The on-line documentation includes the following manuals. These manuals have been written by the R Development Core Team itself and contain precious information.

*An Introduction to R*gives an introduction to the language and how to use R for doing statistical analysis and graphics.*Writing R Extensions covers*how to create your own packages, write R help files, and the foreign language (C, C++, Fortran, …) interfaces.*R Data Import/Export*describes the import and export facilities available either in R itself or via packages which are available from CRAN.*R Installation and Administration*.

Other manuals and tutorials provided by R users can be downloaded from the R-project website (cran.r-project.org/other-docs.html).

Mailing lists is the most important tool to contact the R community. Mailing lists can be accessed from the R-project website (www.r-project.org/mail.html).

There are four general mailing lists devoted to R:

*R-announce*: This list is for major announcements about the development of R and the availability of new code.*R-packages*: This list is for announcements as well, usually on the availability of new or enhanced contributed packages (on CRAN, typically).*R-help*: The “main” R mailing list, for discussion about problems and solutions using R, announcements about the availability of new functionality for R and documentation of R, comparison and compatibility with S-plus, and for the posting of nice examples and benchmarks.*R-devel*: This list is intended for questions and discussion about code development in R.
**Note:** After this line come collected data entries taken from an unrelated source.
PR #24, opened 2018-04-17
RDM-2013 Do not override case data's default classification on each e…

andrewfolga:
…vent

https://tools.hmcts.net/jira/browse/RDM-2013

### Change description ###
Actual: Every time event is triggered all of case's default data classification gets its fields reset from case type definition even though it has already been set during previously triggered events.

Expected: We should only set default security classification once so that already existing fields do not get their classification reset on each new event and only new fields do.

Notes:
- performance improvement in that we do not need to loop over all case fields once we found the searched for one,
- fixes some tests that were treating Document type classification as complex object whereas it should be simple type

```
[ ] Yes
[x] No
```


src/main/java/uk/gov/hmcts/ccd/domain/service/common/CaseDataService.java
```diff
@@ -49,13 +51,19 @@ private void deduceDefaultClassifications(final JsonNode dataNode,
                     final String caseFieldType = caseField.getFieldType().getType();
                     if (caseFieldType.equalsIgnoreCase(COMPLEX_TYPE)) {
                         found = true;
-                        deduceClassificationForComplexType(dataNode, fieldIdPrefix, fieldName, caseField);
+                        deduceClassificationForComplexType(dataNode,
+                                                           getExistingDataClassificationNodeOrEmpty(existingDataClassificationNode, fieldName), fieldIdPrefix, fieldName, caseField);
+                        break;
```
andrewfolga: Performance improvement in that we do not need to loop over all case fields once we found the searched for one.

src/main/java/uk/gov/hmcts/ccd/domain/model/definition/FieldType.java
```diff
@@ -85,4 +86,9 @@ public FieldType getCollectionFieldType() {
     public void setCollectionFieldType(FieldType collectionFieldType) {
         this.collectionFieldType = collectionFieldType;
     }
+
+    @Override
+    public String toString() {
```
mario-paniccia: do we invoke this toString often? if yes, reflection can hurt performance

src/main/java/uk/gov/hmcts/ccd/domain/service/common/CaseDataService.java
```diff
@@ -31,13 +31,15 @@
     private static final String CLASSIFICATION = "classification";
 
     public Map<String, JsonNode> getDefaultSecurityClassifications(final CaseType caseType,
-                                                                   final Map<String, JsonNode> caseData) {
-        final JsonNode dataClassification = cloneAndConvertDataMap(caseData);
-        deduceDefaultClassifications(dataClassification, caseType.getCaseFields(), EMPTY_STRING);
-        return MAPPER.convertValue(dataClassification, STRING_JSON_MAP);
+                                                                   final Map<String, JsonNode> caseData,
+                                                                   final Map<String, JsonNode> currentDataClassification) {
+        final JsonNode newDataClassification = cloneAndConvertDataMap(caseData);
```
mario-paniccia: perhaps better name it clonedDataClassification?

src/test/java/uk/gov/hmcts/ccd/endpoint/std/CaseDetailsEndpointIT.java
```diff
@@ -1328,7 +1322,6 @@ public void shouldReturn201WhenPostCreateCaseEventWithNoDataForCitizen() throws
         assertEquals(savedCaseDetails.getData(), caseAuditEvent.getData());
         assertEquals(SUMMARY, caseAuditEvent.getSummary());
         assertEquals(DESCRIPTION, caseAuditEvent.getDescription());
-        assertEquals(mapper.convertValue(EXPECTED_CLASSIFICATION, new TypeReference<HashMap<String, JsonNode>>() {}), caseAuditEvent.getDataClassification());
```
andrewfolga: Readd it.

src/test/java/uk/gov/hmcts/ccd/endpoint/std/CaseDetailsEndpointIT.java
```diff
@@ -1245,7 +1239,6 @@ public void shouldReturn201WhenPostCreateCaseEventWithNoDataForCaseworker() thro
...
```
andrewfolga: Readd it.

src/test/java/uk/gov/hmcts/ccd/endpoint/std/CaseDetailsEndpointIT.java
```diff
@@ -3261,7 +3251,6 @@ private void shouldReturn201WhenPostCreateCaseEventWithValidData(String userRole
...
```
andrewfolga: Readd it.

PR #36, opened 2018-04-26
RDM-1831 Hide and show condition for a field on a case view tab and case view tab field.

andrewfolga:

https://tools.hmcts.net/jira/browse/RDM-1831
https://tools.hmcts.net/jira/browse/RDM-1591
https://tools.hmcts.net/jira/browse/RDM-1964

### Change description ###

```
[ ] Yes
[x] No
```


src/main/java/uk/gov/hmcts/ccd/domain/model/aggregated/CaseViewField.java
```diff
@@ -121,4 +122,10 @@ public Boolean getShowSummaryChangeOption() {
     public void setShowSummaryChangeOption(final Boolean showSummaryChangeOption) {
         this.showSummaryChangeOption = showSummaryChangeOption;
     }
+
+    @Override
+    public String toString() {
+        return ReflectionToStringBuilder.toString(this);
```
mario-paniccia: beware of using reflection. Can slow down performance. Perhaps an IDE generated toString() better?

src/test/resources/mappings/display-tab-structure.json
```diff
@@ -15,7 +15,9 @@
         "id" : "NameTab",
         "label" : "Name",
         "order" : 1,
+        "show_condition": "NameTabShowCondition",
         "tab_fields" : [{
+          "show_condition": "PersonFirstNameFieldShowCondition",
```
mario-paniccia: perhaps we can add a valid example show condition here?

src/main/java/uk/gov/hmcts/ccd/domain/model/aggregated/CaseViewField.java
andrewfolga: Yeah maybe we should agree on a standard here. I can see many different usages across the code base including:
- StringBuilder,
- ReflectionToStringBuilder,
- commons-lang ToStringBuilder,
- commons-lang3 ToStringBuilder

I would lean towards the last option. What are your thoughts?

andrewfolga: ok changed to commons-lang3 ToStringBuilder

PR #45, opened 2018-05-03
Rdm 2069_off_demo

mario-paniccia:
Fixed bug with Label field type now being displayed on case view tab sections

https://tools.hmcts.net/jira/browse/RDM-2069

```
[ ] Yes
[ ] No
```

### DIFF
--- a/src/main/java/uk/gov/hmcts/ccd/domain/model/definition/CaseDetails.java
+++ b/src/main/java/uk/gov/hmcts/ccd/domain/model/definition/CaseDetails.java
@@ -180,7 +180,7 @@ public class CaseDetails implements Cloneable {
 
     public boolean existsInData(CaseTypeTabField caseTypeTabField) {
         // Fields of type "Label" are a special case and should be allowed through regardless
-        return caseTypeTabField.getCaseField().getFieldType().getId().equals(LABEL_FIELD_TYPE) ||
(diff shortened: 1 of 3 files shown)


src/main/java/uk/gov/hmcts/ccd/domain/model/definition/CaseDetails.java
```diff
@@ -180,7 +180,7 @@ public void setIncompleteCallbackResponse() {
 
     public boolean existsInData(CaseTypeTabField caseTypeTabField) {
         // Fields of type "Label" are a special case and should be allowed through regardless
-        return caseTypeTabField.getCaseField().getId().equals(LABEL_FIELD_TYPE) ||
+        return caseTypeTabField.getCaseField().getFieldType().getType().equals(LABEL_FIELD_TYPE) ||
```
mario-paniccia: I'm 90% sure it's getFieldType().getType() here instead of 
getFieldType().getId()
What do you guys think?

andrewfolga: Confirming

mario-paniccia: thanks @andrewfolga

### Other on-line resources

It is very difficult estimate how many sites about R are on-line. However, Google returns 224.000.000 sites searching “R stat blog”. Also if only the 0.1% of these sites talk about R, it means almost 220.000 sites about R.

R-bloggers (www.r-bloggers.com) is a blog aggregator of content collected from bloggers who write about R. R-bloggers contains R news and tutorials contributed by hundreds of R bloggers.

Other useful websites about R are:

- Quick-R (www.statmethods.net) is a useful on-line guide to R. It provides many examples and useful tips.
- R seek (rseek.org) uses Google to search in a selected list of websites about R.
- Graphiques avec R (zoonek2.free.fr/UNIX/48_R_2004/04.html) provides also a gallery of R-made graphics.

### Books

A partially annotated list of books that are related to S or R may be found in the R-project website (www.r-project.org/doc/bib/R-books.html).

The following book may be considered the milestone book about R: – William N. Venables and Brian D. Ripley. Modern Applied Statistics with S. Fourth Edition. Springer, New York, 2002. ISBN 0-387-95457-0.

Other suggested books are:

- Everitt and Hothorn (2009).
*A handbook of statistical analyses using R*. Chapman & Hall/CRC. - Chambers (2008).
*Software for Data Analysis*, Springer. - Chambers (1998).
*Programming with Data*, Springer. - Murrell (2005).
*R Graphics*, Chapman & Hall/CRC Press. - Dalgard (2002).
*Introductory Statistics with R*. Springer. - Kabakoff (2011).
*R in Action*. Manning. - Braun and Murdoch (2007).
*A First Course in Statistical Programming with R*. Cambridge University Press.

Springer is developing a series of books called *Use R!*.